Material de pesquisa é o que não falta nos arquivos dessa repartição pública. Criado em 1917 como “Polícia de Estrangeiros”, o Departamento Federal de Refugiados abriga em seus arquivos mais de 440 mil pastas. Cada uma delas conta o destino de uma pessoa que um dia bateu nas portas da Suíça à procura de proteção.

Seus funcionários têm um grande poder. Ao analisar o dossiê de cada um dos estrangeiros que hoje chega na Suíça e solicita asilo político, eles precisam aceitar ou não seus argumentos. “Por isso nós precisamos também nos sentir responsáveis por essas pessoas”, revela Stephan Parak, chefe no BFF e, ao mesmo tempo, responsável por pareceres diários em pedidos de asilo.

“Ao ler sobre a diferença de tratamento desses asilados celebres, aprendi que sempre tenho de tentar analisar os fatos da perspectiva do refugiado”.

Nem todos eram iguais

A revelação mais interessante do livro “Refugiados proeminentes no exílio suíço” é a diferença no tratamento dado pelas autoridades às pessoas que solicitavam proteção e acolhimento.

Em geral, a Suíça seguiu uma política restritiva de asilo político no período que antecedeu o início da Segunda Guerra Mundial e durante o próprio conflito. O receio era que massas de refugiados terminassem por desestabilizar o pequeno país dos Alpes. Não só o nazismo, mas também o comunismo eram visto como ameaça. Por isso, nem todos refugiados eram bem-vindos.

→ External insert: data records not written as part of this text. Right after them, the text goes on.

PR #34799, opened 2023-12-28
Launchpad: Use Site Title task in the Site Setup Launchpad

valterlorran:
Related to paYKcK-3Hy-p2

## Proposed changes:

* We should reuse the Site Title task instead of duplicating the task with the `blogname_set` task. Since it would have exactly the same end, we should avoid duplicating it.
* I thought about creating a new task so it could facilitate the migration, but since we are adding the Launchpad only for new sites, it is not necessary to keep the same name.

### Other information:

## Testing instructions:

* Sandbox the public-api
* Add the following filter to your `0-sandbox.php` file
```
add_filter( 'enable_legacy_site_setup_launchpad', '__return_true' );
```
* Apply this patch to your sandbox
* Create a new site through the `/setup/free` flow, and leave the site name empty or fill it with `Site Title`.
* Go through the flow until you reach the Customer Home. Then, click on the `Show site setup` button in the main banner.
* The Site setup launchpad should be displayed
* Click on the `Give your site a name` task and add a new title
* Go back to the Customer Home, the task should be marked as complete

### DIFF
--- a/projects/packages/jetpack-mu-wpcom/changelog/update-use-site-title-task-site-setup-launchpad
+++ b/projects/packages/jetpack-mu-wpcom/changelog/update-use-site-title-task-site-setup-launchpad
@@ -1,0 +1,4 @@
+Significance: patch
+Type: changed
+
+Uses the Site Title task instead of the blogname_set task.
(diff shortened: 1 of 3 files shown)


markbiek (approved):
LGTM!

Dentre as várias táticas empregadas para controlar a estadia de refugiados estava a proibição de trabalho, como ocorreu com o escritor Robert Musil. Outros, como o dramaturgo Bertolt Brecht, eram suspeitos de ligações com a União Soviética. Por isso eram vigiados como se fossem espiões e suas vidas dificultadas até os limites do suportável.

“Era uma luta à procura de pão e passaporte; mas o passaporte era mais difícil de obter”, conta Brecht, que havia perdido a nacionalidade alemã e ficou cinco meses sem um documento de identidade, retardado pelas autoridades suíças. Este só foi entregue, quando sua partida já estava garantida.

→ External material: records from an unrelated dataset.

PR #34807, opened 2023-12-29
wp-admin Site Default: Fix/enable the menu toggle when in wp-admin

jeroenpf:
Fixes: https://github.com/Automattic/dotcom-forge/issues/4742

The sidebar can not be toggled by clicking on the My Sites button on a mobile view (<=782 pixels). In Calypso, clicking on the My Sites button while on a mobile display will trigger the sidebar but due to the masterbar adjustments, the toggle is not working in wp-admin with the masterbar module active. This is because the original WordPress toggle is replaced with the My Sites button, but no toggle functionality exists for it.

## Proposed changes:

This PR turns the 'My Sites' button in a sidebar toggle while on a mobile display.

* Clicking on the 'My Sites' admin bar button while on a display that is <= 782 pixels toggles the sidebar.
* Clicking outside of the sidebar while it is opened and on a display that is <= 782 pixels will hide the sidebar.
* Disables the default link behavior while on a smaller viewport size so it becomes a toggle.
* Removes conflicting event handlers from the original toggle element.
* Prevents the click event from propagating when on a mobile viewport size so it does not trigger the original behavior of `.ab-item` elements on the My Sites button. 
* * Remove `aria-haspopup` attribute from the 'My Sites' link to prevent it from triggering the wp-responsive-overlay on small screens (<=480 pixels). The responsive overlay would be blocking clicks inside of the expanded menu and should not be triggered. 

### Other information:

## Testing instructions:

TBD
1. First let's verify the bug. Do this by going to any wp-admin page for a WordPress simple site and Atomic site.
2. Try to click on the My Sites button in the top bar navigation. You should be taken to the Calypso dashboard.
3. Now go back to wp-admin and resize the screen so that the menu disappears.
4. Click on the My Sites menu item and confirm that it still links to the Calypso dashboard.
5. Now it's time to apply the PR. You can follow the instructions in the comment below: https://github.com/Automattic/jetpack/pull/34807#issuecomment-1871926829 - **ALSO ensure that if you test with a simple site, that the url of your simple site is sandboxed (yoursite.wordpress.com should point to your sandbox)**
6. Once the PR has been applied to your sandbox and/or WoA dev site, navigate to wp-admin. If you applied the PR to your sandbox, you should go to wp-admin for a simple site. If you applied it to a WoA dev site, you should go to an Atomic site's wp-admin.
7. With a full screen, ensure that the sidebar is visible and try clicking on the 'My Sites' link again. Ensure that you still navigate to the Calypso dashboard.
8. Go back to wp-admin and resize the viewport until the sidebar is fully hidden. Now again click on the 'My Sites' button and confirm that the sidebar appears. Click on it again and confirm that the sidebar closes.
9. Finally, open the sidebar again by clicking on 'My Sites' and this time ensure that your viewport is scaled to the point that there is space on the right side of the sidebar. (there is a breakpoint where the expanded sidebar does not cover the entire screen). Click outside of the sidebar and confirm that the sidebar closes.

Ideally, these tests are done for both Atomic and WordPress simple sites. Also, check on your mobile phone and/or tablet. Testing in very small viewports is needed as there were some conflicts with the existing behaviour of the menu in relation to the `wp-responsive-overlay` being triggered on small screens. 

Viewports to test:
- `> 960` - Should always show the full menu with full text buttons. 
- `> 782 && <= 960` - Should always show the menu but only with icons.
- `> 480 && <= 782` - Should collapse the menu and it should be possible to toggle it via 'My Sites' button in top menu bar.
- `<= 480` - Should collapse the menu and it should be possible to toggle the menu via the WordPress logo in the top menu bar.

Please test the full menu experience to ensure there are no quirks and it works as you would expect.


katinthehatsite:
Here are my testing notes for Atomic sites:

* on the screens bigger than `> 960` - the sidebar is visible and `My Sites` redirects to Calypso dashboard:

https://github.com/Automattic/jetpack/assets/25575134/08d15e2f-080b-4f71-924a-d87ab5b2b1cb

* on the screens `> 782 && <= 960` - shows the menu only with icons  in `wp-admin` and `My Sites` redirects to Calypso. **Perhaps one thing that I found strange is that once you click `My Sites` and get to Calypso interface, the menu is full and not just icons which looks a bit inconsistent.** See the video below:

https://github.com/Automattic/jetpack/assets/25575134/152bb785-816a-4cfb-8d07-01cb1f6ea3e8

* on the screens `> 480 && <= 782` - the menu can be toggled on and off with `My Sites` and there is no redirect to Calypso:

https://github.com/Automattic/jetpack/assets/25575134/71df1a94-ff5c-490a-b6c7-080d29376a74

However, when I switch the interface to `wp-admin` under `Hosting Configuration > Admin interface style`, this immediately becomes buddy with the hamburger menu:

https://github.com/Automattic/jetpack/assets/25575134/8cbf7f63-15b2-4efc-8943-77b247b00c78

* for the screens `<= 480`, I am seeing the same issue as above with the hamburger menu when the admin interface is set to `wp-admin`:

https://github.com/Automattic/jetpack/assets/25575134/06041c5f-d8cc-4645-9a0e-ca25a65718e1

This is how it currently works on Atomic sites and the screens of  `<= 480`:

https://github.com/Automattic/jetpack/assets/25575134/53463935-8d0c-4811-95c9-4db39c830e4c

The changes work as expected though for when the interface style is set to Calypso:

https://github.com/Automattic/jetpack/assets/25575134/d14d8c24-0434-49c3-b957-74a8bf83f0c0

I have not tested these changes on Simples sites yet, I will do that next.

katinthehatsite:
For the Simple sites, these are the testing steps that I did but I am not seeing the changes to the menu. Am I testing this correctly? 

* Run `bin/jetpack-downloader test jetpack fix/enable-the-menu-toggle` on my sandbox
* Sandbox public api
* Force proxy reconnection (just in case)
* Navigate on a Simple site to `yourSimpleSite/wp-admin`
* Access a smaller screen such as `> 480 && <= 782`. I am expecting to be able to toggle the menu on and off now. This is what I am seeing at the moment:

https://github.com/Automattic/jetpack/assets/25575134/a43b49cb-7d45-422c-8d97-ee7a08d0c0ec

What am I missing on my end in the testing steps?

jeroenpf:
> What am I missing on my end in the testing steps?

I overlooked the fact that you need to point your simple site's domain to your sandbox as well, as it is trying to load javascript files that have changed from that domain. I added it to the instructions.

The problems you found on Atomic sites should now be fixed as well.

katinthehatsite:
Thanks for adjusting the testing instructions. I was able to see the changes now. These are the results of my testing on Simple sites: 

* on screens `<= 480`, I can see that the WordPress icon allows to toggle the sidebar menu on and off:

https://github.com/Automattic/jetpack/assets/25575134/e87f125f-6c51-4860-83c2-2ac5517afd37

* on screens `> 480 && <= 782`, I can see that `My Sites` works as a toggle for the sidebar menu:

https://github.com/Automattic/jetpack/assets/25575134/ff8c7220-7c43-4e39-9a4e-9b4efaa34d46

* on screens `> 782 && <= 960`, the menu is always visible but with buttons. My Sites redirects to Calypso:

https://github.com/Automattic/jetpack/assets/25575134/eab68c56-efa0-4145-9a1f-519638c58c08

* on screens `> 960`, there is a full menu. My Sites link redirects to Calypso:

https://github.com/Automattic/jetpack/assets/25575134/2b1ba34d-4268-4ab2-a931-278743406fa7

The changes on Simple sites seem to work as described 👍

projects/plugins/jetpack/modules/masterbar/masterbar/class-masterbar.php
```diff
@@ -266,7 +266,14 @@ public function maybe_logout_user_from_wpcom( $redirect_to ) {
...
 	public function admin_body_class( $admin_body_classes ) {
-		return "$admin_body_classes jetpack-masterbar";
+
+		$classes = array( 'jetpack-masterbar' );
+
+		if ( get_option( 'wpcom_admin_interface' ) === 'wp-admin' ) {
+			$classes[] = 'wpcom-admin-interface';
+		}
+
+		return implode( ' ', $classes ) . $admin_body_classes;
```
zaguiini: I believe we need a space here:

```suggestion
		return implode( ' ', $classes ) . ' ' . $admin_body_classes;
```

Otherwise the `$admin_body_classes` variable will be concatenated together and produce an incorrect class name.

Another alternative would be to reduce this line to `implode(' ', $classes)` and add `$admin_body_classes` to the `$classes` array so that it's imploded separated by the space.

It'll be even better if we trim the input to make sure we're not adding more or less spaces.

projects/plugins/jetpack/modules/masterbar/admin-menu/admin-menu.js
```diff
@@ -1,6 +1,6 @@
 /* global ajaxurl, jetpackAdminMenu */
 
-( function () {
+( function ( $ ) {
```
zaguiini, line 3: Do we need jQuery here?

We're using `.off` and `.width`, two methods that are easily replicable with vanilla JS:

- `.off`: https://youmightnotneedjquery.com/#off
- `.width`: https://youmightnotneedjquery.com/#get_width

I suppose we're already injecting jQuery somewhere on page load, so if that's true, please disregard. But if we're not, then we can save some bytes.

jeroenpf: Thanks for the feedback. I did not really want to use Jquery but its already part of Core. The reason i need it here is because there are some custom event listeners added with `.on` One such example is the `click.wp-responsive` event (in core). To my knowledge, jquery has its own events registry which can't be manipulated through Vanilla JS.

projects/plugins/jetpack/modules/masterbar/masterbar/class-masterbar.php
jeroenpf: Thanks, thats a good point. When i tested it, the class names were separated by spaces and it worked as expected but i've changed the code just to be sure and make it more explicit.

wojtekn (approved):
It works as expected.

Brecht fez no seu diário outras observações sobre o seu exílio no país dos Alpes: – “A Suíça era um bom lugar de refúgio, como uma casa com várias portas. Elas se fechavam naturalmente, uma depois da outras” ou “a Suíça é conhecida como país onde alguém pode ser livre. Porém, só se ela for turista”.

Thomas Mann

Porém nem todos os refugiados nessa época eram indesejáveis. Thomas Mann, prêmio Nobel de Literatura, abandonou Munique logo após a tomada de poder pelo Partido Nacional-Socialista para procurar proteção na Suíça. De 1933 a 1938, Mann viveu com sua família numa casa simples em Küsnacht, no cantão de Zurique, onde continuou sua produção literária e vida cultural.

Thomas Mann partiu posteriormente para os Estados Unidos, retornando para a Europa apenas em 1952. No Velho Continente o escritor escolheu mais uma vez a Suíça, onde viveu até seu falecimento em 1955. Ainda hoje o jazigo da família Mann pode ser visitado em Kilchberg.

O escritor era, já na época, não só conhecido internacionalmente, mas também considerado a voz dos intelectuais alemães no exílio. Por esse motivo Mann nunca teve as mesmas dificuldades com as autoridades suíças, vividas por outros intelectuais estrangeiros. Além de poder exercer sua profissão, ele também podia viajar ao exterior e fazer palestras.

Por considerar a situação da Suíça como delicada, Mann nunca se aproximou dos círculos de exilados alemães. Pelas autoridades suíças ele era considerado discreto e bem integrado. Outro detalhe importante era sua independência financeira, um fator importante na avaliação de um refugiado político.

Durante todo seu exílio suíço, apenas uma solicitação de Thomas Mann foi recusada pelo governo: seu pedido de naturalização, feito em 1934 e recusado no mesmo ano pelo chefe de polícia Heinrich Rothmund.